─── Data ───
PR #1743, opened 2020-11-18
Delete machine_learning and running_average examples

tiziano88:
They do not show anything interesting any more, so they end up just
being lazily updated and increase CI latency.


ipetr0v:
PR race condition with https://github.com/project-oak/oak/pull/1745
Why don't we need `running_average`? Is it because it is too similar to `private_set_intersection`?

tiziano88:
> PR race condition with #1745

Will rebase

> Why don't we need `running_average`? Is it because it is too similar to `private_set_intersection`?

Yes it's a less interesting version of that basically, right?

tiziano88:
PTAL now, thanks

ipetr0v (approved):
───
─── Data ───
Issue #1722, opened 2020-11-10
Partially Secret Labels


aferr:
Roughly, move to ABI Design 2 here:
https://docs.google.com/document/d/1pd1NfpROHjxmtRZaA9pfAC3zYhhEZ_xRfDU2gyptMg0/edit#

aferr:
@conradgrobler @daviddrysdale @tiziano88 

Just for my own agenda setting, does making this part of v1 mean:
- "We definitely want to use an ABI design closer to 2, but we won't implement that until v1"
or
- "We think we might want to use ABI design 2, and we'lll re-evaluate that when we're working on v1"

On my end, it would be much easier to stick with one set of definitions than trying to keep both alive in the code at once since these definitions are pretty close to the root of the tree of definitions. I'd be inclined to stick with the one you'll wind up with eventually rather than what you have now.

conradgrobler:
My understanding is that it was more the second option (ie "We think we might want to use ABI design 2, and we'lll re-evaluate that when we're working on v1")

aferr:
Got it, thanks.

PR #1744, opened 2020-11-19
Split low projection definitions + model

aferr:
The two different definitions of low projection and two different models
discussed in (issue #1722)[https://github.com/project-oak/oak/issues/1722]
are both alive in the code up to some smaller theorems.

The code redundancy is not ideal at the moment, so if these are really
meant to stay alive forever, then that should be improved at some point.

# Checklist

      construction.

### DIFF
───
**What you will do:** Filter the records above for the string "conradgrobler" and copy each matching line.

**Answer for the task:**
@conradgrobler @daviddrysdale @tiziano88 
conradgrobler:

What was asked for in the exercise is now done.